Mas no puede convertir una cadena pública en altavoz de su proyecto independentista

EL MUNDO – 07/08/15 – EDITORIAL

· La sustitución del libre intercambio de ideas a través de los medios de comunicación, característica esencial de las democracias, por la propaganda burda al servicio de ilegítimas ambiciones políticas es la primera señal de alarma de que un poder constituido ha iniciado una deriva con pretensiones totalizadoras. El poder, en este caso, es la Generalitat de Cataluña, y la idea que opera como un fin en sí misma es la del independentismo.

Desde el momento en el cual Artur Mas y su Gobierno han puesto los canales públicos autonómicos de radio y televisión al servicio de su pretensión de subvertir el orden constitucional están demostrando que el espejo en el que se miran no es el de las sociedades democráticas sino el de aquéllas en las que las instituciones no están al servicio de los ciudadanos sino de proyectos políticos partidistas y personales.

Las protestas de PP, Ciudadanos, ICV y el Sindicato de Periodistas sobre la cobertura informativa de TV3 demuestran que el modelo que pretende imponer Mas se parece más al de aquellos noticiarios cinematográficos obligatorios para todos los espectadores que al de una televisión pública, libre y plural.
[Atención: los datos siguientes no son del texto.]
PR #8458, opened 2021-04-13
Don't pin version for dm-tree

tczekajlo:
**Proposed changes**:
- Don't pin version for dm-tree

### DIFF
--- a/poetry.lock
+++ b/poetry.lock
@@ -18,8 +18,8 @@ optional = false
 python-versions = ">3.5.*, <4"
 
 [package.dependencies]
-aiormq = ">=3.2.3,<4"
 yarl = "*"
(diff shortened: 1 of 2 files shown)


wochinge:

A la retransmisión en directo y en horario de máxima audiencia del acuerdo entre Mas y Junqueras sobre la lista única en el Museo de Historia de Barcelona, o la firma del decreto de convocatoria de las elecciones del 27-S en el palacio de la Generalitat, discurso institucional incluido, les faltaba sólo una música imperial de fondo para completar una escenificación megalómana.

Pero es que el hecho de entrevistar a Junqueras como el principal líder de la oposición, que debería hacer reaccionar a la Junta Electoral, o la organización de debates sin representantes de los partidos que están contra la independencia, lo que le valió a TV3 una advertencia del Consejo Audiovisual de Cataluña, podrían pasar a la historia de la manipulación informativa.

Artur Mas debe renunciar a sus pretensiones de poner los medios de comunicación autonómicos al servicio de su idea de Cataluña, ya que esa concepción de lo público no es propia de sistemas democráticos. Su obligación es garantizar que la libertad de información pueda ejercerse de forma imparcial, no la de utilizar su posición de poder para acallar las voces que denuncian la ilegitimidad de sus ambiciones independentistas.